Plaintiffs urged the Court to depart from the aforementioned precedent, claiming that this case was distinguishable because when the first denial was issued, it was “flat out wrong.” However, the Court declined to do so, pointing out that the Plaintiffs did not file a cross-motion for summary judgment where the case law clearly requires it. The Court further explained that while the first report from the engineer on which Defendants based their first denial did not explicitly state that the loss was caused by a design defect or specification deficiency, it does note that the Replacement Dome collapsed under weather conditions that it was designed to withstand, and that the design did not allow the steel cables to prevent the propagation of a tear, which caused the ultimate collapse. Therefore, because Plaintiffs could not establish a right to summary judgment as to their underlying breach of contract claim, Defendants’ Motion for Summary Judgment as to Plaintiffs’ bad faith claims was granted.[2]
This case demonstrates the importance of making sure you — and your field — are covered.
John E. Tyrrell is a founding Member of Ricci Tyrrell Johnson & Grey. He has decades of experience in representation of operators and managers of stadiums, arenas, entertainment venues and sports and recreational facilities.
Kelly Woy is an Associate at Ricci Tyrrell Johnson & Grey who works within the Sports, Event and Recreational Liability practice group.
[1] See Assurance Co. of Am. v.
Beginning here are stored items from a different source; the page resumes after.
PR #2033, opened 2025-07-28
Orchestration Agent

wei879-100:
# Description

This PR introduces an automated orchestration agent designed to analyze PyTorch codebase files and generate a hierarchical dependency plan. This plan dictates the precise order in which components should be converted to JAX. This represents a significant change from previous manual or ad-hoc approaches. Previously, developers had to manually trace dependencies between files and code blocks, a process that is time-consuming for complex model conversions. This agent accelerates the conversion timeline and improves the reliability of the resulting JAX model.

Large codebases like transformers feature intricate dependency webs. A single model file might depend on dozens of other files for configuration, utilities, and base model layers. Within each file, functions and classes call each other in a specific sequence. This agent solves the problem by programmatically building a complete dependency graph and topologically sorting it to find the optimal path.

The agent operates in a two-phase process, orchestrated by `ochastrationAgent.py`:

**Inter-File Dependency Analysis:** The agent first calls `GetFilesInHierarchicalOrder.py`. Starting from a user-specified entry point (e.g., a model file URL), this script recursively scans all import statements. It intelligently resolves both absolute and relative imports within the context of the GitHub repository's base path, effectively mapping out the entire file-level dependency graph. It then performs a topological sort on this graph to produce an ordered list of files, from foundational utilities to the final model file.

**Intra-File Component Analysis:** Once the file order is established, the agent processes each file one by one using the `SplitPythonFile.py` script. This script parses the source code of a single file into an Abstract Syntax Tree (AST). It identifies all top-level definitions (classes, functions, and global variables) and builds a "micro" dependency graph based on which definitions reference others within the same file. Crucially, it uses Tarjan's algorithm to detect and group any circular dependencies (Strongly Connected Components) into single, inseparable components. The output is a list of code blocks for that file, sorted in the correct order for execution.

The `ochastrationAgent.py` script combines these two phases, creating a comprehensive, hierarchical plan. It logs the file-level order and then, for each file, details the standalone and dependent internal components, saving the complete plan to `FilesWithComponents.txt`.

# Tests
The functionality of the orchestration agent was tested by running it against a complex model file within the Hugging Face Transformers repository. The agent successfully generated a dependency-ordered list of all required files and their internal components.

To reproduce the test, run the main orchestration script from the command line:

```
python ochastrationAgent.py \
    --base-path "https://github.com/huggingface/transformers/blob/main/src/" \
    --entry-file-path "https://github.com/huggingface/transformers/blob/main/src/transformers/models/llama/modeling_llama.py"
```
You can change the base-path and entry-file-path with different URLs.

**Verification Steps:**

1. Confirm that the script completes without errors.
2. Inspect the output file `AllFiles.json`. This file contains the sorted list of dependent file paths relative to the base path.
3. Inspect the primary output file `FilesWithComponents.txt`. Verify that it lists the standalone files first, followed by the dependent files in their sorted order. For each file, it breaks down the internal components (classes, functions) into "Standalone Modules" and "Dependent Modules."

The dependency relationships listed for both files and components logically match the source code. For example, a file like modeling_llama.py should be listed after its dependencies (e.g., configuration_llama.py), and a class like LlamaModel should be listed after the base classes it inherits from.

Sample output [here](https://paste.googleplex.com/5788005834686464).

# Checklist


MaxText/experimental/agent/ochestration_agent/SplitPythonFile.py
```diff
@@ -0,0 +1,342 @@
...
+        nodes = list(self.definitions.keys())
+        disc = {node: -1 for node in nodes}
+        low = {node: -1 for node in nodes}
+        on_stack = {node: False for node in nodes}
+        stack = []
+        self.time = 0
+        sccs = []
+
+        def tarjan(u):
+            disc[u] = low[u] = self.time
```
gobbleturk: I'm not familiar with tarjan but perhaps replace self.time with self.step?

MaxText/experimental/agent/ochestration_agent/Utils.py
```diff
@@ -0,0 +1,133 @@
...
+
+    Args:
+        blob_url (str): The URL of the GitHub blob.
+
+    Returns:
+        str: The URL of the raw content of the GitHub blob.
+    """
+    parsed = urlparse(blob_url)
+    if 'github.com' not in parsed.netloc or '/blob/' not in parsed.path:
+        raise None # Not a valid blob URL
```
gobbleturk: should we raise an informative ValueError here?

MaxText/experimental/agent/ochestration_agent/Utils.py
```diff
@@ -0,0 +1,133 @@
...
+    
+    parts = parsed.path.split('/')
+    if len(parts) < 5:
+        raise None # Not a valid blob URL
```
gobbleturk: also ValueError here?

YixuanWang-99:
Can you revise the example output as a link instead of a downloading file?

MaxText/experimental/agent/ochestration_agent/SplitPythonFile.py
wei879-100: Great suggestion, I changed it.

MaxText/experimental/agent/ochestration_agent/Utils.py
wei879-100: Yes, I added here

MaxText/experimental/agent/orchestration_agent/GetFilesInHierarchicalOrder.py
```diff
@@ -0,0 +1,303 @@
...
+
+
+def HaveModule(target_name, file_url):
+    """
+    Checks if a Python module at a given URL contains a specific function, class, or variable.
+    This version reads content from the URL instead of a local file.
+    """
+    flag, content = get_github_file_content(file_url)
+    if not flag:
+        return False  # Fail silently if the file can't be fetched
```
gobbleturk: Why fail silently here? Some URLs we expect don't point to real files or?

MaxText/experimental/agent/orchestration_agent/GetFilesInHierarchicalOrder.py
```diff
@@ -0,0 +1,303 @@
...
+            for alias in node.names:
+                if alias.asname == target_name or alias.name == target_name:
+                    module = node.module or ""
+                    level = node.level
+                    full_module = "." * level + module if level > 0 else module
+                    return ("ImportFrom", full_module)
+    return False
+
+
+def Resolve_complex_import(module_path_base_url, importPackage, base_url, current_dir_url, Try=0, Message=""):
```
gobbleturk: lowercase variable names?

MaxText/experimental/agent/orchestration_agent/GetFilesInHierarchicalOrder.py
```diff
@@ -0,0 +1,303 @@
...
+logging.basicConfig(level=logging.INFO,  # You can use DEBUG, INFO, WARNING, ERROR, CRITICAL
+                    format='%(asctime)s - %(name)s.%(funcName)s - %(levelname)s - %(message)s',
+                    datefmt='%H:%M:%S')
+logger=logging.getLogger(__name__)
+
+
+def HaveModule(target_name, file_url):
+    """
+    Checks if a Python module at a given URL contains a specific function, class, or variable.
+    This version reads content from the URL instead of a local file.
```
gobbleturk: Can you include the possible return values here? Its surprising this method doesn't always return a boolean

MaxText/experimental/agent/orchestration_agent/GetFilesInHierarchicalOrder.py
```diff
@@ -0,0 +1,303 @@
...
+            # The package exists, but the import is not in __init__. It could be a submodule.
+            potential_file_in_pkg_url = url_join(module_path_base_url, f"{importPackage}.py")
+            if check_github_file_exists(potential_file_in_pkg_url)[0] and potential_file_in_pkg_url.startswith(base_url):
+                return potential_file_in_pkg_url
+    return None
+
+def resolve_import_path(importer_url, module_name, level, base_url, importPackage=None):
+    """
+    Resolves the absolute URL of an imported module.
+    Follows the logic of your original function but with URLs.
```
gobbleturk: I don't follow this comment - whose original function?

MaxText/experimental/agent/orchestration_agent/GetFilesInHierarchicalOrder.py
```diff
@@ -0,0 +1,303 @@
+import ast,json
+from collections import deque
+from Utils import find_cycle, check_github_file_exists, get_github_file_content, url_join
+import argparse,logging
+
```
gobbleturk, line 39: Can you include top level comments here what this file does, and an example invocation?

MaxText/experimental/agent/orchestration_agent/SplitPythonFile.py
```diff
@@ -0,0 +1,343 @@
+import ast
+import os.path
+import sys
+import json
+from collections import defaultdict, deque
+import argparse
+from Utils import get_github_file_content
+
```
gobbleturk, line 36: Can you also include a top level comment here what this file does and example invocations?

MaxText/experimental/agent/orchestration_agent/orchestrationAgent.py
```diff
@@ -0,0 +1,116 @@
+import json
+import os.path
+from Utils import check_github_file_exists
+import argparse,logging
+from GetFilesInHierarchicalOrder import get_dependency_sorted_files
+from SplitPythonFile import getModulesInOrder
+
```
gobbleturk, line 39: Can you include top level comments here what this file is and example invocations?

MaxText/experimental/agent/orchestration_agent/GetFilesInHierarchicalOrder.py
```diff
@@ -0,0 +1,303 @@
...
+# Set up basic configuration
+logging.basicConfig(level=logging.INFO,  # You can use DEBUG, INFO, WARNING, ERROR, CRITICAL
+                    format='%(asctime)s - %(name)s.%(funcName)s - %(levelname)s - %(message)s',
+                    datefmt='%H:%M:%S')
+logger=logging.getLogger(__name__)
+
+
+def HaveModule(target_name, file_url):
```
hengtaoguo: Let's uniform our function naming convention. Please use snake_case (e.g., have_module, find_file_dependencies) for all function names, ensuring all letters are lowercase.

MaxText/experimental/agent/orchestration_agent/Utils.py
```diff
@@ -0,0 +1,133 @@
...
+    Returns:
+        str: The URL of the raw content of the GitHub blob.
+    """
+    parsed = urlparse(blob_url)
+    if 'github.com' not in parsed.netloc or '/blob/' not in parsed.path:
+        raise ValueError(f"Invalid GitHub blob URL: {blob_url}") # Not a valid blob URL
+    
+    parts = parsed.path.split('/')
+    if len(parts) < 5:
+        raise ValueError(f"Imcomplete GitHub blob URL: {blob_url}") # Not a valid blob URL
```
hengtaoguo: nit: "Incomplete"

MaxText/experimental/agent/orchestration_agent/GetFilesInHierarchicalOrder.py
hengtaoguo, line 1: Can you make sure to run `bash code_style.sh` before submission? You can exclude the style changes from files other than your own work.

MaxText/experimental/agent/orchestration_agent/GetFilesInHierarchicalOrder.py
```diff
@@ -0,0 +1,303 @@
...
+                    level = node.level
+                    full_module = "." * level + module if level > 0 else module
+                    return ("ImportFrom", full_module)
+    return False
+
+
+def Resolve_complex_import(module_path_base_url, importPackage, base_url, current_dir_url, Try=0, Message=""):
+    """
+    Tries to resolve a complex import (e.g., from a package) using URLs,
+    replicating the user's original recursive logic.
```
hengtaoguo: Is my understanding correct? If your code does from mypackage.submodule import myfunction, the "resolved URL" would be the GitHub link to the .py file that actually contains the definition of myfunction.

If so, would be nice to include an example in the doc string. This also applies for other complex functions.

MaxText/experimental/agent/orchestration_agent/GetFilesInHierarchicalOrder.py
```diff
@@ -0,0 +1,303 @@
...
+        return None
+    # Check for a direct .py file containing the definition
+    potential_py_url = f"{module_path_base_url}.py"
+    if check_github_file_exists(potential_py_url)[0] and HaveModule(importPackage, potential_py_url) == True:
+        return potential_py_url
+
+    # Check for a package (directory with __init__.py)
+    potential_pkg_init_url = url_join(module_path_base_url, '__init__.py')
+    if check_github_file_exists(potential_pkg_init_url)[0] and potential_pkg_init_url.startswith(base_url):
+        isHaveModule = HaveModule(importPackage, potential_pkg_init_url)
```
hengtaoguo: Same as the variables names, let's use snake_case for consistency, such as has_module.

MaxText/experimental/agent/orchestration_agent/GetFilesInHierarchicalOrder.py
```diff
@@ -0,0 +1,303 @@
...
+    if check_github_file_exists(potential_url_py)[0]:
+        return potential_url_py
+
+    # If it's not a direct file, it might be a complex package import
+    return Resolve_complex_import(module_path_base_url, importPackage, base_url, current_dir_url)
+
+
+def find_file_dependencies(file_path_url, base_path_url, exclude_conditional_imports=True):
+    """
+    Parses a Python file from a URL to find all its internal dependencies.
```
hengtaoguo: An naive question: When a dependency file has nested dependencies, how does your program determine when to stop resolving the dependency chain? Or does it only include the current file's dependencies without nesting further?

MaxText/experimental/agent/orchestration_agent/GetFilesInHierarchicalOrder.py
```diff
@@ -0,0 +1,303 @@
...
+        action=argparse.BooleanOptionalAction,
+        default=True,
+        help="Exclude imports inside functions/classes (use --no-exclude-conditional-imports to disable)",
+    )
+    args = parser.parse_args()
+    if not args.entry_file_path.startswith(args.base_path):
+        raise ValueError("Entry file path must be inside the base path.")
+    return args
+
+def saveResultsInFile(sorted_files, dependencies,args,outFile="FileOrder.txt"):
```
hengtaoguo: nit: doc string for every function.

MaxText/experimental/agent/orchestration_agent/GetFilesInHierarchicalOrder.py
```diff
@@ -0,0 +1,303 @@
...
+    with open("AllFIles.json","w") as f:
```
hengtaoguo: maybe use all_files.json?

hengtaoguo (approved):
Thanks for the hard work! +1 to Matt on adding example command to the beginning of every agent you submitted.

MaxText/experimental/agent/orchestration_agent/GetFilesInHierarchicalOrder.py
wei879-100: Great suggestion! changed them

MaxText/experimental/agent/orchestration_agent/GetFilesInHierarchicalOrder.py
wei879-100: Excellent question! This is designed to resolve the entire nested dependency chain, not just the immediate imports of the entry file. It builds a complete map of all interconnected files within the project's scope before determining the final order.

Here’s a step-by-step breakdown of how it achieves this:

1. Graph Traversal: The process starts with the single entry file. It uses a queue (specifically, a deque named `files_to_process`) to manage which files to analyze next. This is essentially a BFS algorithm over the file dependency graph.

2. Discovering Nested Dependencies: It takes a file from the front of the queue and parses that file to find all of its direct dependencies. For each dependency it finds, if that file hasn't been analyzed before, it's added to the back of the queue to be processed in a future step.

**When to Stop:**  Continues until the queue is empty. The queue only becomes empty when every single reachable file (and all of its dependencies, and so on) has been processed.

So, it doesn't stop at the first level. It systematically follows every valid import path until it has discovered every file that is part of the dependency web. Only after this complete graph is built does it perform the topological sort to give you the final hierarchical order.

I've added some comments to the `get_dependency_sorted_files function`.

SamuelMarks:
Thanks.

FWIW: There was discussion about this yesterday, particularly in the maintenance burden and scope-creep to add this entire patch into MaxText. My recommendation was that a: large portion of the logic can be replaced with [griffe](https://github.com/mkdocstrings/griffe) (either via the CLI or SDK).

Jay-Mar, Inc., 38 F. Supp. 2d 349, 355 (D.N.J. 1999) (denying insurer’s motion for summary judgment where “[t]he discrepancy between [] expert reports” as to whether a loss was caused by a covered or excluded peril “creates a genuine issue of material fact which must be decided by the factfinder in this case”).
[2] See also Hudson Universal, Ltd. v. Aetna Ins. Co., 987 F. Supp. 337, 341 (D.N.J. 1997) (that “an insurer’s disclaimer of coverage cannot be held to be in bad faith unless the insured is granted summary judgment on the issue of coverage”); Tarsio v. Provident Ins. Co., 108 F. Supp. 2d 397, 401 (D.N.J. 2000) (“If factual issues exist as to the underlying claim (i.e., questions of fact as to whether plaintiff is entitled to insurance benefits-plaintiff’s first cause of action), the Court must dismiss plaintiff’s second cause of action-the ‘bad faith’ claim.”).